If this be a just view of the state of things, would not the Legislature have been guilty of great folly, if it had been intended by this act that more than one bill should be filed by the administrator? If that were the intention, and a bill must be filed for each creditor, instead of saving costs, there would be a greater accumulation of them. Better in that case to have left the remedy as it was by the act of 1784. As we think it must be seen, that in the case where the administrator files a bill, all the creditors must be brought, or, at their election, may come in and share rateably, it is next to be considered, what are the consequences it the administrator refuse to do so. JLhe act does not make it compulsory upon the administrator. to file a bill, but authorizes him to do so if he thinks proper.

The Legislature supposed that as the administrator would generally be an heir, or the near connection of the heirs, and as one of the objects of this act was to protect the interest of the heirs, and preserve as much of their inheritance as possible, that he would in most cases choose to avail himself of this means for a speedy and cheap adjustment of the estate. But if he neglected or refused to do so, the act further provides, that any bona fide creditor whose debt remains unpaid, may come in and file a bill for the attainment of the identical objects which would have been obtained bad the administrator filed one. The act says, “on the prayer of the administrator or of any bona fide creditor,” thus showing beyond a doubt, that they intended the bill should have the same effect, which-soever of these characters should file it.

If it has been shown that it would be absurd to suppose the Legislature intended the administrator to file a separate bill, to subject portions of the land to the payment of every separate creditor, it follows, that, it is equally absurd to suppose that it was intended that each creditor should file a bill as a remedy for the recovery of his debt; such a construction would aggravate every evil the act was intended to remedy.

It is insisted that the act restricts the satisfaction to such debts as are “shown to exist in the bill,” and that creditors whose debts are not mentioned and set forth in the bill, are excluded. It is further insisted, that as the court only gets jurisdiction in cases where the personal estate is exhausted in the payment of debts, if it should appear before final decree, that the administrator was chargeable with one dollar, which had not been exhaust the payment of debts, the court could not go on, but must dismiss the whole proceeding.

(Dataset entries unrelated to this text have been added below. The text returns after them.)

PR #375, opened 2024-09-13
initial scaffolding for ergo supervision tree

autodidaddict:

PR #377, opened 2024-09-16
initial scaffolding for ergo supervision tree

jordan-rash:
Replacing accidental close of #375


autodidaddict (dismissed):

node/node.go
```diff
@@ -22,108 +21,98 @@ type Node interface {
...
 
-	logger                *slog.Logger
-	agentHandshakeTimeout int
-	resourceDirectory     string
-	tags                  map[string]string
-	validIssuers          []string
-	otelOptions           OTelOptions
-	workloadOptions       []WorkloadOptions
-	hostServiceOptions    HostServiceOptions
+	// NOTE on refactor: the node struct for an operational node (state) should be
```
jordan-rash, line 24: I don't understand this.  Why does options need to be a separate package?  All the examples I have found using this pattern, the Options live next to the constructor.

jordan-rash (commented):
Moving options should probably be its own PR.  I don't understand why it needs it own package

node/node.go
autodidaddict: This is specifically so that the options can be a single thing that is passable around. It needs to be its own package because if the options are sitting on the `nexNode` struct, then we create an import loop.

Moving options shouldn't be its own PR because I literally can't pass options into the actors without options being in their own package.

autodidaddict:
The `models` package looks clean

PR #378, opened 2024-09-20
Make run requests more stable

kthomas:
Make run requests behave "more synchronously" and increase default agent handshake timeout.

### DIFF
--- a/agent/agent.go
+++ b/agent/agent.go
@@ -28,7 +28,7 @@ import (
 
 const (
 	defaultAgentHandshakeAttempts       = 5
-	defaultAgentHandshakeTimeoutMillis  = 500
+	defaultAgentHandshakeTimeoutMillis  = 5000
 	runloopSleepInterval                = 250 * time.Millisecond
 	runloopTickInterval                 = 2500 * time.Millisecond
 	workloadExecutionSleepTimeoutMillis = 50
--- a/internal/node/controlapi.go
+++ b/internal/node/controlapi.go
@@ -41,7 +41,7 @@ func NewApiListener(log *slog.Logger, mgr *WorkloadManager, node *Node) *ApiList
 	efftags := config.Tags
 	efftags[controlapi.TagOS] = runtime.GOOS
 	efftags[controlapi.TagArch] = runtime.GOARCH
-	efftags[controlapi.TagCPUs] = strconv.FormatInt(int64(runtime.NumCPU()), 10)
+	efftags[controlapi.TagCPUs] = strconv.FormatInt(int64(runtime.GOMAXPROCS(0)), 10)
 	if node.config.NoSandbox {
 		efftags[controlapi.TagUnsafe] = "true"
 	}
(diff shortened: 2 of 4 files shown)


agent/agent.go
```diff
@@ -28,7 +28,7 @@ import (
 
 const (
 	defaultAgentHandshakeAttempts       = 5
-	defaultAgentHandshakeTimeoutMillis  = 500
+	defaultAgentHandshakeTimeoutMillis  = 5000
```
bruth, line 31: How did you come to this increased timeout being more appropriate?

internal/node/controlapi.go
```diff
@@ -41,7 +41,7 @@ func NewApiListener(log *slog.Logger, mgr *WorkloadManager, node *Node) *ApiList
 	efftags := config.Tags
 	efftags[controlapi.TagOS] = runtime.GOOS
 	efftags[controlapi.TagArch] = runtime.GOARCH
-	efftags[controlapi.TagCPUs] = strconv.FormatInt(int64(runtime.NumCPU()), 10)
+	efftags[controlapi.TagCPUs] = strconv.FormatInt(int64(runtime.GOMAXPROCS(0)), 10)
```
bruth, line 44: Based on the docs, `GOMAXPROCS(0)` does not change the value that is otherwise returned by `NumCPU()` and `GOMAXPROCS(0)` will eventually be deprecated. I suggest reverting back to `NumCPU`.

internal/node/controlapi.go
```diff
@@ -421,16 +421,7 @@ func (api *ApiListener) handleDeploy(ctx context.Context, span trace.Span, m *na
 	}
 	span.AddEvent("Agent deploy request accepted")
 
-	if _, ok := api.mgr.handshakes[workloadID]; !ok {
```
bruth, line 424: This seems like a necessary check, no? There could still be a situation that the handshake doesn't occur?

nex/runner.go
```diff
@@ -55,7 +56,7 @@ func RunWorkload(ctx context.Context, logger *slog.Logger) error {
 		return err
 	}
 
-	nodeClient := controlapi.NewApiClientWithNamespace(nc, Opts.Timeout, Opts.Namespace, logger)
+	nodeClient := controlapi.NewApiClientWithNamespace(nc, time.Millisecond*25000, Opts.Namespace, logger)
```
bruth, line 59: Was it intentional to change this from an option value to a hard-coded value? Does this make the option not useable anymore? And again, what led to determining this specific timeout?

bruth (commented):
Some questions and one comment. It would be helpful to understand the correlation of these changes to how it makes the run request more stable. Is there a test that can be written to demonstrate this before and after?

internal/node/controlapi.go
autodidaddict: This actually doesn't change anything meaningful, this is only changing the value of the CPU tag that the node reports upon query.

kthomas: Using `runtime.NumCPU()` is actually a bug-- it returns the number "available" on the machine, not the number `GOMAXPROCS`. Using `runtime.GOMAXPROCS(0)` actually returns the number of CPUs configured via `GOMAXPROCS`.

nex/runner.go
kthomas: In order to make the run requests behave synchronously, I changed this to `25000` milliseconds to match the maximum amount of time `MachineManager` would wait for an agent to be available (which is now 5 attempts * 5000ms).

agent/agent.go
kthomas: Given that `500` milliseconds seemed sufficient, `5000` should be more than sufficient. I hard-coded a reduced number of CPUs available to the nex node to simulate the resources made available in GCP during testing.

internal/node/controlapi.go
kthomas: We could alternatively parse it out of `os.Getenv`.

jordan-rash: > We could alternatively parse it out of os.Getenv

This will only work if GOMAXPROCS is overridden by environment

kthomas: For some reason I was thinking the process set `GOMAXPROCS` if otherwise unset. But that makes sense.

nex/runner.go
kthomas: > (which is now 5 attempts * 5000ms).

Actually, this is only true now as a result of [this](https://github.com/synadia-io/nex/pull/378/commits/3355cfd8993692ec35c4233222e5e11b602c9c6d) commit.

PR #379, opened 2024-09-20
Refactor to support "agent manager" pattern

kthomas:
This PR introduces a way to support management of agents per workload type.


bruth:
@kthomas I know this is still in draft, but can you please add comments to the new code as well as additional tests?

PR #381, opened 2024-09-24
CLI rootfs Subcommand

jordan-rash:
To build the equivalent to the rootfs today 
```
sudo -E go run . rootfs docker.io/synadia/nex-rootfs:alpine --files ./nex-agent_0.3.0-rc1_linux_amd64=/usr/local/bin/agent
```


kthomas:
The [umoci](https://github.com/opencontainers/umoci) project has an [unpack](https://github.com/opencontainers/umoci/blob/main/unpack.go#L35) method that was being used successfully in the OCI spike branch. Just sharing it here for posterity, the way you have implemented it here looks good.

cmd/nex/rootfs.go
```diff
@@ -1,3 +1,389 @@
...
+		repo.PlainHTTP = true
+	}
+	r.ociRef.Repo = repo
+
+	repo.Client = &auth.Client{
+		Cache: auth.DefaultCache,
+		Credential: func(ctx context.Context, registry string) (auth.Credential, error) {
+			switch r.ociRef.Repo.Reference.Registry {
+			case "docker.io":
+				authGet, err := http.Get(fmt.Sprintf("https://auth.docker.io/token?service=registry.docker.io&scope=repository:%s:pull", repo.Reference.Repository))
```
kthomas, line 100: Helper function to return the URL might be nice.

cmd/nex/rootfs.go
```diff
@@ -1,3 +1,389 @@
...
+
+	if r.ociRef.Manifest == nil {
+		return errors.New("no matching manifest found")
+	}
+
+	return nil
+}
+
+func (r *RootFS) Validate() error {
+	return nil
```
kthomas, line 178: How will validation work?

jordan-rash: Kong runs the Validate function on all commands automatically, so by satisfying the interface, we will get validation for free.  That said, there are no validations from rootfs command yet

cmd/nex/rootfs.go
jordan-rash: I decided against it because it's only for docker.io and the URL is always the same.  I can pull it up though to make it easier to read

cmd/nex/rootfs.go
jordan-rash: Just added them

cmd/nex/rootfs_test.go
```diff
@@ -0,0 +1,36 @@
...
+import (
+	"os"
+	"os/exec"
+	"path/filepath"
+	"strings"
+	"testing"
+)
+
+func TestRootFsSimple(t *testing.T) {
+	if os.Geteuid() != 0 {
```
jordan-rash, line 12: Need to add CI to be able to run this test (sudo)

autodidaddict (approved):

PR #390, opened 2024-09-30
Implement internal NATS actor

kthomas:


node/actors/internal_nats_server.go
```diff
@@ -25,23 +45,64 @@ type agentCredential struct {
...
+		return err
+	}
+
+	err = ns.startNatsServer(opts)
 	if err != nil {
 		return err
 	}
-	_ = ns.Send(ns.PID(), "post_init")
+
+	err = ns.Send(ns.PID(), "post_init")
```
autodidaddict, line 100: we should probably adopt the pattern from the other PR and remove this magic string and replace with a constant `PostInit`

node/actors/internal_nats_server.go
```diff
@@ -62,9 +123,9 @@ func (ns *internalNatsServer) HandleMessage(from gen.PID, message any) error {
 			return err
 		}
 		ns.tokens[InternalNatsServerReadyName] = token
-		ns.Log().Info("registered publishable event %s, waiting for consumers...", InternalNatsServerReadyName)
+		ns.Log().Info("registered publishable event, waiting for consumers...", slog.Any("atom", InternalNatsServerReadyName))
```
autodidaddict, line 126: this is not an atom from a logging standpoint. This is an `event_name`

node/actors/internal_nats_server.go
```diff
@@ -62,9 +123,9 @@ func (ns *internalNatsServer) HandleMessage(from gen.PID, message any) error {
...
 	case eventStart:
-		ns.Log().Info("publisher got first consumer for %s. start producing events...", InternalNatsServerReadyName)
+		ns.Log().Info("publisher got first consumer. start producing events...", slog.Any("atom", InternalNatsServerReadyName))
```
autodidaddict, line 128: change "atom" to "event_name"

node/actors/internal_nats_server.go
```diff
@@ -95,8 +156,182 @@ func (ns *internalNatsServer) buildAgentCredentials() ([]agentCredential, error)
...
+
+	t := template.Must(template.New("natsconfig").Parse(configTemplate))
+	err := t.Execute(&wr, config)
+	if err != nil {
+		return nil, err
+	}
+
+	// -8 is equivalent to TRACE-ish level
+	// FIXME... .Log() does not exist
+	// ns.Log().Log(context.Background(), -8, "generated NATS config", ns.Log().String("config", wr.String()))
```
autodidaddict, line 262: ns.Log() does indeed exist. We should be able to use ns.Log().LevelFunc(...,) here.

autodidaddict: but we definitely don't need to log the whole config file output.

autodidaddict (changes requested):

node/actors/internal_nats_server.go
```diff
@@ -25,23 +45,64 @@ type agentCredential struct {
...
 }
 
+type configTemplateData struct {
+	Credentials       map[string]*credentials
+	Connections       map[string]*nats.Conn
+	NexHostUserPublic string
+	NexHostUserSeed   string
+}
+
+type credentials struct {
```
kthomas, line 55: I still think this is redundant and we should consider reusing `agentCredential`.

node/actors/internal_nats_server.go
kthomas: This was accidental.

node/actors/internal_nats_server.go
kthomas: It doesn't map nicely to slog levels. We have a fix for this in #389.

node/actors/internal_nats_server.go
autodidaddict: I still disagree. I don't like the idea of reusing a data structure for internal functional code for stuff used solely as the data source for a template generator. It might seem like a nitpick, but I don't like bleeding responsibilities like this. If we combine, then one purpose will make no use of two fields and the other purpose will make no use of one field. Keeping them separate means:
* it's clear that these data structures are meant for different purposes
* if we want to add additional stuff to the template generating struct later, it's clear how to do that and we don't have to disentangle them.
* we don't have the dangling orphan fields. While it might be obvious to us now what those orphan fields are for now, us 6 months from now will be confused by this reuse and entanglement.

node/actors/internal_nats_server.go
kthomas: See #389.

node/actors/internal_nats_server.go
autodidaddict: it mapped identically before. I was able to use the slog level as input. Instead of making a big switch statement and then making explicit `Error` and `Info` calls, why not create a simple mapping function that converts the ergo log level to a slog log level?

node/actors/internal_nats_server.go
kthomas: It's package-private so it seemed a little easier to read. Just wanted to note this here for posterity 👍🏻

node/actors/internal_nats_server.go
kthomas: Can you add this feedback to #389?

autodidaddict (approved):

autodidaddict (approved):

These objections stick too closely to the letter, and wholly disregard the design and purport of the act. By “the debts shown to exist in the bill,” is meant all such debts as in the course of the investigation, which is originated by such bill, may be shown to exist. The provision in relation to the exhaustion of personal assets, “before any decree shall be made,” was only intended to preserve the policy of our former Legislation upon this subject; but surely the Legislature ought not tobe charged with the folly of intending, that if, after all the creditors are called in, and proceedings at law are stopped, it should appear by a mistake in the administrator’s accounts, or otherwise, that a small sum was yet in his hands unexhausted, that therefore, the court would have no jurisdiction to go on with the cause. Should any assets be found in the hands of the administrator, the Chancellor, before he decrees a sale of the land, must apply and exhaust them; consequently the administrator was a proper and necessary party to the bill, because the Chancellor can only know how the estate has been administered by an investigation of the administrator’s accounts, which can only be done effectually by having the administrator before him.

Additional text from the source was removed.